Thursday, November 3, 2011

Upslope Brewing Braised Pork

When I got an email that Upslope Brewing was doing a special deal at PJ's Wine and Spirits, I didn't actually plan on stopping by. But when I ended up in the neighborhood and saw a van plastered with Upslope logos, I remembered the special and figured it was worth a look.

I ended up buying a six-pack of beer and getting one beer free - a seven-pack, as they were calling it. So I decided to cook with one of the beers. I mean, why not?

I had some boneless pork shoulder, and that's perfect for braising. Unfortunately I didn't have time for braising, but I did have time for pressure cooking. The results are pretty similar, so that's what I did. You could follow the recipe, but braise in a Dutch oven or heavy-bottomed pot, or you could cook this is a crock pot. Just adjust the time and cook until the pork is tender.

Like any braised dish of a tough cut of meat, the texture of the meat is better the next day. So this is perfect for cooking ahead of time and serving the next day.
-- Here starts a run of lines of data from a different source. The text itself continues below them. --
PR #572, opened 2026-08-26
fix(odin): Fixed cancelling an in-flight action

vikramlc-cognite:
## Summary
Fixes cancelling an in-flight `start_task`/`custom` action, plus three follow-up correctness fixes surfaced during review: status/message accuracy when oversized metadata coincides with cancellation, and a token-registration leak on early failure.

## Type of change
- [ ] Documentation update
- [ ] Chore / tooling / CI

## What changed
**Core fix — cancel an in-flight action instead of re-dispatching it:**
- `base.py`: added `_running_action_tokens` (keyed by `Action.external_id`, mirroring `_running_task_tokens`), populated by `_handle_start_task_action`/`_handle_custom_action`.
- `base.py`: `_dispatch_single_action` now checks `action.status` up front — a `cancel_pending` re-delivery (Odin's signal that a user cancelled an already-dispatched action) cancels the tracked token by `external_id` and returns, instead of re-running the handler.
- `base.py`: `_handle_custom_action` reports `ActionStatus.canceled` (not `succeeded`) if the action's token was cancelled before the target returned.
- `actions.py`: `ActionContext` gains a required `cancellation_token: CancellationToken`, so custom actions can cooperatively check `ctx.cancellation_token.is_cancelled`/`.wait(...)`.

**Follow-up fixes (from review):**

This recipe calls for barbecue sauce, but it's a minor player. It add a bit of richness and some extra flavor, but  don't expect it to be a "barbecued pork" dish. 


Beer-Braised Pork Shoulder

2 pounds boneless pork shoulder
1 can Upslope Brown Ale
1 teaspoon salt (or to taste)
1/4 cup barbecue sauce
1 medium onion, cut in chunks
1 bell pepper, cut in chunks
Black pepper, to taste

Put the pork shoulder, beer, and salt in your pressure cooker, and cook on low for 20 minutes. Release the pressure, add the barbecue sauce, onion, pepper, and black pepper, and cook for an additional 15 minutes at low pressure, or until the meat is fork tender.

Serve with potatoes or noodles.

2 comments:

Laura @ Hip Pressure Cooking said...

Ooooh... this looks wonderful! May I suggest doing the last pressure cooker opening with "Natrual Release" ? That's where you don't do anything let pressure come down naturally and use the residual heat of the pressure cooker too keep cooking it.

It's difficult to improve your recipe, but the extra cooking will have that shoulder falling apart!

Putting a link to it from my facebook page to share with my readers, later today!

Ciao,

L

Donna Currie said...

Hi Laura - when I have time, I always let the pressure come down on its own, but when I'm pressure cooking to speed things up, I do release the pressure. Thanks for the comment and the link - I'll be sure to come check you out!